PR #6370, opened 2021-04-08
[MB-6902] save pricer params in paymentrequestcreator

pearl-truss:
## Description

This PR updates the paymentRequestCreator service so that pricer generated params are included in the output of create-payment-request

## Setup

```sh
prime-api-demo RDY4PY
```
If you go through the `prime-api-demo` flow to create a payment request, you should see 4 params with origin: "PRICER" for DLH service item

image

## Acceptance
In staging find or create a move, ensure that the DLH service item is present and approved. You can use the `prime-api-demo` to create a payment request for the move. Ensure that it has the pricer generated params (see image above) for DLH. Also note, that by the time this is tested, it's possible that more service items other than DLH will populate the pricer generated params. Any service items that've been updated should output their pricer generated params with the cli/prime-api-demo


pkg/services/payment_request/payment_request_creator.go
```diff
@@ -435,6 +438,9 @@ func (p *paymentRequestCreator) createServiceItemParamFromLookup(tx *pop.Connect
 		Value:                 value,
 	}
 
+	if paymentServiceItemParam.ServiceItemParamKey.Origin == models.ServiceItemParamOriginPricer {
```
jacquelineIO, line 441: This check should probably be happening either at the top of this function or before calling this function. The lookup function `ServiceParamValue` does not need to be called for params created by the pricer. I'm also thinking the code won't reach this point, but if it were to this check should be sooner.

jacquelineIO (commented):
Changes look good. I need to run locally before I can approve.

mboren (approved):
LGTM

» **Activity**
Out of the records above, pick each line that contains the string "jacquelineIO".

» **Output of the task**
jacquelineIO, line 441: This check should probably be happening either at the top of this function or before calling this function. The lookup function `ServiceParamValue` does not need to be called for params created by the pricer. I'm also thinking the code won't reach this point, but if it were to this check should be sooner.
jacquelineIO (commented):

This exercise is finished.